* **What you are asked to do**:
Repeat, line for line, the entries below from the first line to the line containing "DracoLi, line 138: why", counting both ends.

┌────────

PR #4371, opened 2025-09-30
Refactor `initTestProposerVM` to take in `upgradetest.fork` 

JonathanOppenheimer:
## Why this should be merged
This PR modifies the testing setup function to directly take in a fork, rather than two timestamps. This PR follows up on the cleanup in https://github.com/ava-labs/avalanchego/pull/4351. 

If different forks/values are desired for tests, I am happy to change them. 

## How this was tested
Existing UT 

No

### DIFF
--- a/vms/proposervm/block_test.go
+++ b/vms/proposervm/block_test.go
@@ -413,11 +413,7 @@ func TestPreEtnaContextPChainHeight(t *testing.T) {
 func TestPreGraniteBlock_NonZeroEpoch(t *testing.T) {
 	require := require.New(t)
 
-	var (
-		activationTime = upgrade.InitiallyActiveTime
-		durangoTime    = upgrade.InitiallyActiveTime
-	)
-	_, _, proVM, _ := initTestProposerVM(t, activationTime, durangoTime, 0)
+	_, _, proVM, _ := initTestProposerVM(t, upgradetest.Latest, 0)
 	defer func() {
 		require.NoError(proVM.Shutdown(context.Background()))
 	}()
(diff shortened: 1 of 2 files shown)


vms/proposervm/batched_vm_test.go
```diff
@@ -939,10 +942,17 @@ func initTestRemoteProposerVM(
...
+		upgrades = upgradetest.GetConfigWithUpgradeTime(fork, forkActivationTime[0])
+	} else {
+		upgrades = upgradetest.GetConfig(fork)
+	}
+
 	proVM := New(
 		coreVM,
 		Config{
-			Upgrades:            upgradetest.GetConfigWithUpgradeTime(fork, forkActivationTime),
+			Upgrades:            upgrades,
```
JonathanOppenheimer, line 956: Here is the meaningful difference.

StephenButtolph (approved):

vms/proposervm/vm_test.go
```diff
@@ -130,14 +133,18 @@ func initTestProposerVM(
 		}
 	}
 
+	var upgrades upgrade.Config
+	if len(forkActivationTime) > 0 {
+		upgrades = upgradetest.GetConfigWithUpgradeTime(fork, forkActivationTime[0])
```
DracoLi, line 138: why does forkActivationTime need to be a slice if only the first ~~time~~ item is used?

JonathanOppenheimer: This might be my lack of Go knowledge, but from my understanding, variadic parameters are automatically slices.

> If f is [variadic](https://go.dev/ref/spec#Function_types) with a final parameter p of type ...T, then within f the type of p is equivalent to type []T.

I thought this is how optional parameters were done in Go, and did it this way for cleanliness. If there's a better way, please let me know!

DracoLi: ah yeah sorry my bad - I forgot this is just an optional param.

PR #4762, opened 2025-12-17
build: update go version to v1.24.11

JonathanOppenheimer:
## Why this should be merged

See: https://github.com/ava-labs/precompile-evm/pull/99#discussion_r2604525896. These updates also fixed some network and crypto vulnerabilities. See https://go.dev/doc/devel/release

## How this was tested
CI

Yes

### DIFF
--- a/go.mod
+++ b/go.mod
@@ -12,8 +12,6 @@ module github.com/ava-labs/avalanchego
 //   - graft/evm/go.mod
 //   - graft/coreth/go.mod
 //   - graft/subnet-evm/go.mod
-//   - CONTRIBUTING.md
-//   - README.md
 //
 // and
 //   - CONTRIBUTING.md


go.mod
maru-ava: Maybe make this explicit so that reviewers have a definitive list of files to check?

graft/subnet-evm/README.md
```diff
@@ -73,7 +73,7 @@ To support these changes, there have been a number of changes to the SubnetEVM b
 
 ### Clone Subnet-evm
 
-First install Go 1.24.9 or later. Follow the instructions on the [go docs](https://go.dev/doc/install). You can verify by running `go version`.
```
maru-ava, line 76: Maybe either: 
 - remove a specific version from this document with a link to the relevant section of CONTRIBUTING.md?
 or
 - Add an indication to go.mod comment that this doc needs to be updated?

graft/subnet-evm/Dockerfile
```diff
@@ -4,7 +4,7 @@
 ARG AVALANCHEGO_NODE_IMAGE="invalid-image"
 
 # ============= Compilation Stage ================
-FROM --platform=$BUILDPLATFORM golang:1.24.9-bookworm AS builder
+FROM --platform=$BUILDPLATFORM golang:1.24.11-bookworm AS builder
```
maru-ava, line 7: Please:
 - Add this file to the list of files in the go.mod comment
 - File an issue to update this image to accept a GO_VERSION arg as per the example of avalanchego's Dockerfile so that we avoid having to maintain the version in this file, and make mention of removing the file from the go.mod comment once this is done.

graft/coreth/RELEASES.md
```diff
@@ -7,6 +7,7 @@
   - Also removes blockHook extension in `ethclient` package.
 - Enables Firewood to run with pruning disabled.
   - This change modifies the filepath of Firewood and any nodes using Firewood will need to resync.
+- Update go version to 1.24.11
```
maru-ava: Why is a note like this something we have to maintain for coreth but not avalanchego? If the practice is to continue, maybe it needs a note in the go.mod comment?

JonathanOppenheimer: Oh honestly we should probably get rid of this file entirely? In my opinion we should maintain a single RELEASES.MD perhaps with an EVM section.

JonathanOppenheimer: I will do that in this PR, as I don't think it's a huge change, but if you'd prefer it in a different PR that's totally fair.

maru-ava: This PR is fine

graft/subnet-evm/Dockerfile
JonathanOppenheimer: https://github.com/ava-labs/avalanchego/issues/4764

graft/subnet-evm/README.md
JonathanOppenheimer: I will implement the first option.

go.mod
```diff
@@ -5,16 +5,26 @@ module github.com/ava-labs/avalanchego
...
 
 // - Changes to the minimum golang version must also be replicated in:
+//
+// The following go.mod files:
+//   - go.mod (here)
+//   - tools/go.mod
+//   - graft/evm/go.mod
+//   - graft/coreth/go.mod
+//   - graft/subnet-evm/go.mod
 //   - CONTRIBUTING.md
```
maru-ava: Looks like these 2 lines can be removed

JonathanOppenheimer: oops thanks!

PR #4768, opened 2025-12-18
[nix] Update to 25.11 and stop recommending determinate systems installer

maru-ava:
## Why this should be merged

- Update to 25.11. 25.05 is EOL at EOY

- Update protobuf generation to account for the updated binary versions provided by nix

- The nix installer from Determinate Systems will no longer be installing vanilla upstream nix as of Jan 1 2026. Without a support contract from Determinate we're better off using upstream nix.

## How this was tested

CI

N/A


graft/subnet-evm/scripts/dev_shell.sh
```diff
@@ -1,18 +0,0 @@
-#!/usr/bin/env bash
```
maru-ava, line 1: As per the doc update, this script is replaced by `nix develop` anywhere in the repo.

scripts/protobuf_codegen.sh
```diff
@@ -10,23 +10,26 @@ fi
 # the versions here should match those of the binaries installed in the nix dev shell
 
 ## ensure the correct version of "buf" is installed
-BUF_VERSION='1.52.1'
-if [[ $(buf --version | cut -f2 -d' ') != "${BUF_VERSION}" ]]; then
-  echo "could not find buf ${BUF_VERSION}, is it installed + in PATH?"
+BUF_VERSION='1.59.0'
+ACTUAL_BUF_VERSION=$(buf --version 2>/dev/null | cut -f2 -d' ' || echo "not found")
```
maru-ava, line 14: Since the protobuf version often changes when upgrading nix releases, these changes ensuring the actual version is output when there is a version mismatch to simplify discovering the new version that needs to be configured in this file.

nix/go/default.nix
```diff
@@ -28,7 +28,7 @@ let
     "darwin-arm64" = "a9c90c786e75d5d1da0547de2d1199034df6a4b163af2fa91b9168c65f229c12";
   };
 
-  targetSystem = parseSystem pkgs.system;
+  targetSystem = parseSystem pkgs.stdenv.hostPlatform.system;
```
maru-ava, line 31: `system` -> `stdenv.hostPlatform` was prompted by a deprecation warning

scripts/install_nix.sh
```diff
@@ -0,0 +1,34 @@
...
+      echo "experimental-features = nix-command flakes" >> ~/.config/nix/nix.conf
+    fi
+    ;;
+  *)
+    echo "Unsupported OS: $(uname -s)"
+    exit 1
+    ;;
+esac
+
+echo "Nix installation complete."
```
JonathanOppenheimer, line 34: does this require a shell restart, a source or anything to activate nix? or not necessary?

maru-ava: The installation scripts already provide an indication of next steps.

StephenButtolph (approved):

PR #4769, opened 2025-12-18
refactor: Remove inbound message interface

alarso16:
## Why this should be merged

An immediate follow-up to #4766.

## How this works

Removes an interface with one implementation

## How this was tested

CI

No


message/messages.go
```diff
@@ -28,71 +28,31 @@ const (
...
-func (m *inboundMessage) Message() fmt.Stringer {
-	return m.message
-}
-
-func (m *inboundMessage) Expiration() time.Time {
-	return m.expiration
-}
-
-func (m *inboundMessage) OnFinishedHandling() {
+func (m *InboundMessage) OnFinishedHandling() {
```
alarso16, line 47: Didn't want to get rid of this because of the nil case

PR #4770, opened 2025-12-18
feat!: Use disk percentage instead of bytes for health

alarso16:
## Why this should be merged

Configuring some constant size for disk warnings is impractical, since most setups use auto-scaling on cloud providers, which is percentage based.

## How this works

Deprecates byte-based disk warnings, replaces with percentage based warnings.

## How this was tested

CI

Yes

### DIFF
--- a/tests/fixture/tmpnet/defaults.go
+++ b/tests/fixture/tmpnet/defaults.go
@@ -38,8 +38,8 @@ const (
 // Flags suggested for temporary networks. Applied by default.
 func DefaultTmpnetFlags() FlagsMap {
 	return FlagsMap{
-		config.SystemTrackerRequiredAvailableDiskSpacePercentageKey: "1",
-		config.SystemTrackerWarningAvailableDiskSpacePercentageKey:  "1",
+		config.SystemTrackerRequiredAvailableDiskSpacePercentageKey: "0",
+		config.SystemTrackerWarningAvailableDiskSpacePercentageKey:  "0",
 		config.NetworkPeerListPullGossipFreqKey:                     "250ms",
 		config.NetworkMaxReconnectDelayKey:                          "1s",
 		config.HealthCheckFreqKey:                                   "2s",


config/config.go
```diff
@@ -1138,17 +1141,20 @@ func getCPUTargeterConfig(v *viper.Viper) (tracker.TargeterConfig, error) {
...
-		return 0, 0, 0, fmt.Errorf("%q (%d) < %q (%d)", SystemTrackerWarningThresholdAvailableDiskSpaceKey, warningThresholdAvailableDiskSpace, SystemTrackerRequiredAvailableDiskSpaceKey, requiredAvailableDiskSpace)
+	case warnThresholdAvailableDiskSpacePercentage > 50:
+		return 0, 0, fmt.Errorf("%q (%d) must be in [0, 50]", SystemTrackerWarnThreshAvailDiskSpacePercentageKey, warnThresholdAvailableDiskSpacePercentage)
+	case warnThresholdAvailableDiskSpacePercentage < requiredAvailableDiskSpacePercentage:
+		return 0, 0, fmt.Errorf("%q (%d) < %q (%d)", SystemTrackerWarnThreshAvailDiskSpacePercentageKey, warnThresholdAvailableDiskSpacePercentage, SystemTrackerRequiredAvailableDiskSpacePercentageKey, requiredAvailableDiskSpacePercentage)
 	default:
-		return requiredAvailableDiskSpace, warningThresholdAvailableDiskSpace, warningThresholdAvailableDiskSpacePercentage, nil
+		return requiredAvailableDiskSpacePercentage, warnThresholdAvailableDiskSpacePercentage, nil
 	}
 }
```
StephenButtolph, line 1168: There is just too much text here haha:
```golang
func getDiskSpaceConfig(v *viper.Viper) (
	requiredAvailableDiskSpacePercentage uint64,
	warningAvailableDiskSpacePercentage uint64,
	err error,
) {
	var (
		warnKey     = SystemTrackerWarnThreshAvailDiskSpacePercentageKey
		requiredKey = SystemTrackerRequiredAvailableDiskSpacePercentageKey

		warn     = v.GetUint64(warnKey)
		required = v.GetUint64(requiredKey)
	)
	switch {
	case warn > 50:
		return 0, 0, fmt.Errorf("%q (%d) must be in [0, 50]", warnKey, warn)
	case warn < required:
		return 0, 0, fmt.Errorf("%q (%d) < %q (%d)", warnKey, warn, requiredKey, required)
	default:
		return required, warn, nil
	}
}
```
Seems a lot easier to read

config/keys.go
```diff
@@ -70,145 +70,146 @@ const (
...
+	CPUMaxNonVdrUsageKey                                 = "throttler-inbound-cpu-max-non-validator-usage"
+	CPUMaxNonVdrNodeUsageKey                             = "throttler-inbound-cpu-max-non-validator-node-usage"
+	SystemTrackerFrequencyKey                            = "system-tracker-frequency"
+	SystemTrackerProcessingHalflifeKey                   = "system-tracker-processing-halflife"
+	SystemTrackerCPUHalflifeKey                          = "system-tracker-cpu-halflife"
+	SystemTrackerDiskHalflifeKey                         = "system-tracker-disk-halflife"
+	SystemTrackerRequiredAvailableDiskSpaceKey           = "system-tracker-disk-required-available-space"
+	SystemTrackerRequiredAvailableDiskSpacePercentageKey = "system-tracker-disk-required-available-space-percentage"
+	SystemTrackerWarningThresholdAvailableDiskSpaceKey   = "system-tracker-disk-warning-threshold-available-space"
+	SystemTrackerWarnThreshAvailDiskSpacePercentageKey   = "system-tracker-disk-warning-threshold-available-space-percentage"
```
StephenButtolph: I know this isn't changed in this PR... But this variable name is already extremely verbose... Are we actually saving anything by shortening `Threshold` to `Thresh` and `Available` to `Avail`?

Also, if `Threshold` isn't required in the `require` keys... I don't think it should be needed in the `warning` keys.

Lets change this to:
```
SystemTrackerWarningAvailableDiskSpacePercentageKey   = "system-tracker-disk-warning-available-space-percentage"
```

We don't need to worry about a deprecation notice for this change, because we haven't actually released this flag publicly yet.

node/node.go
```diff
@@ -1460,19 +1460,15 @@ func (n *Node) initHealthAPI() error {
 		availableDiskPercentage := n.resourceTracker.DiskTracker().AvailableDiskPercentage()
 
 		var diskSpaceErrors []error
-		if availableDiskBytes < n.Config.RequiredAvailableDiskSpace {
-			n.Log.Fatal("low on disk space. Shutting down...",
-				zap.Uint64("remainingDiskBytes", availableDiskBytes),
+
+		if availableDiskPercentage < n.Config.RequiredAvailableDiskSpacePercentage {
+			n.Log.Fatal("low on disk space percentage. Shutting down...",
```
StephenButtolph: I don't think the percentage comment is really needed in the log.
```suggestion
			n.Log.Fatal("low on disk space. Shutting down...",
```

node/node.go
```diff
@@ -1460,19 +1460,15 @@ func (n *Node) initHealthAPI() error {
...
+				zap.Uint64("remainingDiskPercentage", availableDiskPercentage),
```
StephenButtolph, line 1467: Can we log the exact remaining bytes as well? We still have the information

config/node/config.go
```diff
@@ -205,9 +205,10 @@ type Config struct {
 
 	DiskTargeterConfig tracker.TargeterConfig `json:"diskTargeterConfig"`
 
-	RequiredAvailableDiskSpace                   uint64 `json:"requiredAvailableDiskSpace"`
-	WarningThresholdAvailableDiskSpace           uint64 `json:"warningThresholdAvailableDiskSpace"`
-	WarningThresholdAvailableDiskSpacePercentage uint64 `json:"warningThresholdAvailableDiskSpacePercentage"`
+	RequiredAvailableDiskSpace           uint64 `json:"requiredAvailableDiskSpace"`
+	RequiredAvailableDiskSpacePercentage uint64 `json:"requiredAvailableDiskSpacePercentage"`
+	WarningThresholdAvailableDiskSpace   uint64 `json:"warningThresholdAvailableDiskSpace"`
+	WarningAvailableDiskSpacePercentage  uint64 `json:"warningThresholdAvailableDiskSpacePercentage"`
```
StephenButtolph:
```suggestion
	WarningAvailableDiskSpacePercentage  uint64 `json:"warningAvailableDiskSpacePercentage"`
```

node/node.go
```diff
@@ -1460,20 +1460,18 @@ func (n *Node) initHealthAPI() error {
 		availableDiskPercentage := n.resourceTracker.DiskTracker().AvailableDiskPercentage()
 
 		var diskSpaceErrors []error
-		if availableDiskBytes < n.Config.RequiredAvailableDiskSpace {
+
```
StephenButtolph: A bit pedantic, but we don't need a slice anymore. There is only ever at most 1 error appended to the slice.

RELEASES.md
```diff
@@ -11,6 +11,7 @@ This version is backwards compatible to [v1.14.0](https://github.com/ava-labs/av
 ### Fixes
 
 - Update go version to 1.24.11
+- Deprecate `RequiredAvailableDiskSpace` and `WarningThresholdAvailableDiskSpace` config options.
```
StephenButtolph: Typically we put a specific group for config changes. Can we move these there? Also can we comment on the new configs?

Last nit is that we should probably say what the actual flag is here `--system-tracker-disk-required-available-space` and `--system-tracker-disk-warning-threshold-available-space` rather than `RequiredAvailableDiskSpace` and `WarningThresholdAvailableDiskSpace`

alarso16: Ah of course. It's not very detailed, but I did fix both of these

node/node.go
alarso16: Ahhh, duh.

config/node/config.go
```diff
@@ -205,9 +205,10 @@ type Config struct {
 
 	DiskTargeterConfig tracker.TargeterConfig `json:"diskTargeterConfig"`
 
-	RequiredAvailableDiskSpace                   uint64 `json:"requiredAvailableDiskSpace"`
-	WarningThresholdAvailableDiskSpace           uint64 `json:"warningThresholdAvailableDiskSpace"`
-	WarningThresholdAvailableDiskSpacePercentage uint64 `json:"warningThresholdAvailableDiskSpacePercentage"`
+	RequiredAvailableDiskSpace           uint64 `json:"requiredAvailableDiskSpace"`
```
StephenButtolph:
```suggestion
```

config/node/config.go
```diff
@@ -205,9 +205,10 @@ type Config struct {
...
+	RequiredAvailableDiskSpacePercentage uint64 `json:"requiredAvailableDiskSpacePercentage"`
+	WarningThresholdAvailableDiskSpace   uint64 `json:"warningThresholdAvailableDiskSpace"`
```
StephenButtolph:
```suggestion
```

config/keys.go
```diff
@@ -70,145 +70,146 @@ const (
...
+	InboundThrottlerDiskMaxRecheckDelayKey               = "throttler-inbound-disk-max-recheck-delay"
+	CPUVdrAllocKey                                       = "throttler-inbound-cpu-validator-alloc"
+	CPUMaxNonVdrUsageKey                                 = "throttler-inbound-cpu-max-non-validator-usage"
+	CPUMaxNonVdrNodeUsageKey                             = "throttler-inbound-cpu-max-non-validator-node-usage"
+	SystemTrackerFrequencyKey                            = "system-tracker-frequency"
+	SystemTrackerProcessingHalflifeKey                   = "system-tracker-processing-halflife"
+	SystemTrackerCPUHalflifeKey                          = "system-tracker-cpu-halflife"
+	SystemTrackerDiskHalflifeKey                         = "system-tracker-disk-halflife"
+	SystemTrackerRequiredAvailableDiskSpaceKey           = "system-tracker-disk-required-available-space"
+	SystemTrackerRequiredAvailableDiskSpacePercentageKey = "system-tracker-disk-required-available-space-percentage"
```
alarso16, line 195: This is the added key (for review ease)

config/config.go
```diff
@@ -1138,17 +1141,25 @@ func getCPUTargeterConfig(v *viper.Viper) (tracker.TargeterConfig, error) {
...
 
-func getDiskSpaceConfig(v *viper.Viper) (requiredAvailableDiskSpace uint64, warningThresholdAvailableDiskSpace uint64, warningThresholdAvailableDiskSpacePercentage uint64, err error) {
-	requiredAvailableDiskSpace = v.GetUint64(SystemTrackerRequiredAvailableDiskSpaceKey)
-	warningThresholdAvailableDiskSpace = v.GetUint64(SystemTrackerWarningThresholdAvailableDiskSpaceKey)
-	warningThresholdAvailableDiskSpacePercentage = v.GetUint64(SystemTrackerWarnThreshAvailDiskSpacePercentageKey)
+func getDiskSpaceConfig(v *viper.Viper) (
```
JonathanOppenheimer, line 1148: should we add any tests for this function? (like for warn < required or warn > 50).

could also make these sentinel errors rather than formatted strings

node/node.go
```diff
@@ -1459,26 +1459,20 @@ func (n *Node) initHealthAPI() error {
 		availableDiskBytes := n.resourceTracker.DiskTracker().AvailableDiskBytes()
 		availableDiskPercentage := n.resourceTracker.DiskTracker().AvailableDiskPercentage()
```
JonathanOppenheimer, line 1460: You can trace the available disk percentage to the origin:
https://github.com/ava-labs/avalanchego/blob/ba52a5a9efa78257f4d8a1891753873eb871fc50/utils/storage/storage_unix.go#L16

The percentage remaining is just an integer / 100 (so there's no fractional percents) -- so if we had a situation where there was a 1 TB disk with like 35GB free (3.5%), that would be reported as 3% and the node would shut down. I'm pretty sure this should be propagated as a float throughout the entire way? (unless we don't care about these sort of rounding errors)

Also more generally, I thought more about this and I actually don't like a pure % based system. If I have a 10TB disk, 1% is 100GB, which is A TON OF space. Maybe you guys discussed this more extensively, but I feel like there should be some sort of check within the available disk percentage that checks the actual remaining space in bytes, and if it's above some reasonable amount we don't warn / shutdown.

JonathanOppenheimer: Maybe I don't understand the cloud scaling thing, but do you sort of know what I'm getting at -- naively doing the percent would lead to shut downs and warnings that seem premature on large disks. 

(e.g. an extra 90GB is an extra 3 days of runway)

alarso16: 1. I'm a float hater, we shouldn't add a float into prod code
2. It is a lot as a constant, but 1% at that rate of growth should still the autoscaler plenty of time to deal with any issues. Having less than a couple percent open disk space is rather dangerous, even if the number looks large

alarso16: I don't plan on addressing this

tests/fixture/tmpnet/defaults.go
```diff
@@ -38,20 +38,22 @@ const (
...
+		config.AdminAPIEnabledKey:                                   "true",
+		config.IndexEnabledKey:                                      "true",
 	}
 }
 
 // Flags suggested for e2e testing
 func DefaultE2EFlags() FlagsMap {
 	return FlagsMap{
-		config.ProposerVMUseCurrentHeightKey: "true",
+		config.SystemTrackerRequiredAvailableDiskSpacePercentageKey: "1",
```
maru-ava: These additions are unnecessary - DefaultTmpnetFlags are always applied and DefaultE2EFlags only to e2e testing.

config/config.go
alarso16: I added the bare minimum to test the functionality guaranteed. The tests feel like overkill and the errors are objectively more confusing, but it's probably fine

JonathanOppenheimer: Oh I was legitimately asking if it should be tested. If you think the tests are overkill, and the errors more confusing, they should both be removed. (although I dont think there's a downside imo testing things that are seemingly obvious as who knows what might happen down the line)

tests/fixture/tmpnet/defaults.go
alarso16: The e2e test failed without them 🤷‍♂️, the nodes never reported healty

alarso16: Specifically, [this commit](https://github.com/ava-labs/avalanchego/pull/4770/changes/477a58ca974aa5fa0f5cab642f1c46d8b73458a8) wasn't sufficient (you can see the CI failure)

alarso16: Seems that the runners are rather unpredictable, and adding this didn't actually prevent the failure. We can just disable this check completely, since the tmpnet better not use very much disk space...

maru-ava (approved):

└────────

* **Answer to the problem**:
PR #4371, opened 2025-09-30
Refactor `initTestProposerVM` to take in `upgradetest.fork` 

JonathanOppenheimer:
## Why this should be merged
This PR modifies the testing setup function to directly take in a fork, rather than two timestamps. This PR follows up on the cleanup in https://github.com/ava-labs/avalanchego/pull/4351. 

If different forks/values are desired for tests, I am happy to change them. 

## How this was tested
Existing UT 

No

### DIFF
--- a/vms/proposervm/block_test.go
+++ b/vms/proposervm/block_test.go
@@ -413,11 +413,7 @@ func TestPreEtnaContextPChainHeight(t *testing.T) {
 func TestPreGraniteBlock_NonZeroEpoch(t *testing.T) {
 	require := require.New(t)
 
-	var (
-		activationTime = upgrade.InitiallyActiveTime
-		durangoTime    = upgrade.InitiallyActiveTime
-	)
-	_, _, proVM, _ := initTestProposerVM(t, activationTime, durangoTime, 0)
+	_, _, proVM, _ := initTestProposerVM(t, upgradetest.Latest, 0)
 	defer func() {
 		require.NoError(proVM.Shutdown(context.Background()))
 	}()
(diff shortened: 1 of 2 files shown)


vms/proposervm/batched_vm_test.go
```diff
@@ -939,10 +942,17 @@ func initTestRemoteProposerVM(
...
+		upgrades = upgradetest.GetConfigWithUpgradeTime(fork, forkActivationTime[0])
+	} else {
+		upgrades = upgradetest.GetConfig(fork)
+	}
+
 	proVM := New(
 		coreVM,
 		Config{
-			Upgrades:            upgradetest.GetConfigWithUpgradeTime(fork, forkActivationTime),
+			Upgrades:            upgrades,
```
JonathanOppenheimer, line 956: Here is the meaningful difference.

StephenButtolph (approved):

vms/proposervm/vm_test.go
```diff
@@ -130,14 +133,18 @@ func initTestProposerVM(
 		}
 	}
 
+	var upgrades upgrade.Config
+	if len(forkActivationTime) > 0 {
+		upgrades = upgradetest.GetConfigWithUpgradeTime(fork, forkActivationTime[0])
```
DracoLi, line 138: why does forkActivationTime need to be a slice if only the first ~~time~~ item is used?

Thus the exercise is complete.